YOUR TASK: Would you return every line of the listing below that has "event" in it?

ENTRIES SUPPLIED:
- Opening Delimiter -

PR #254, opened 2024-05-30
Fix AccessViolationException on KeyPress

### LINKED ISSUE #245: Dispatch of `KeyPress` event throws a `System.AccessViolationException`

nulldg:
The scancode field had been added to the key event in CSFML and this change was brought downstream in c68ed27. Master has been broken ever since because there was never any followup to update the binding.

- Closing Delimiter -

WORKED SOLUTION:
### LINKED ISSUE #245: Dispatch of `KeyPress` event throws a `System.AccessViolationException`
The scancode field had been added to the key event in CSFML and this change was brought downstream in c68ed27. Master has been broken ever since because there was never any followup to update the binding.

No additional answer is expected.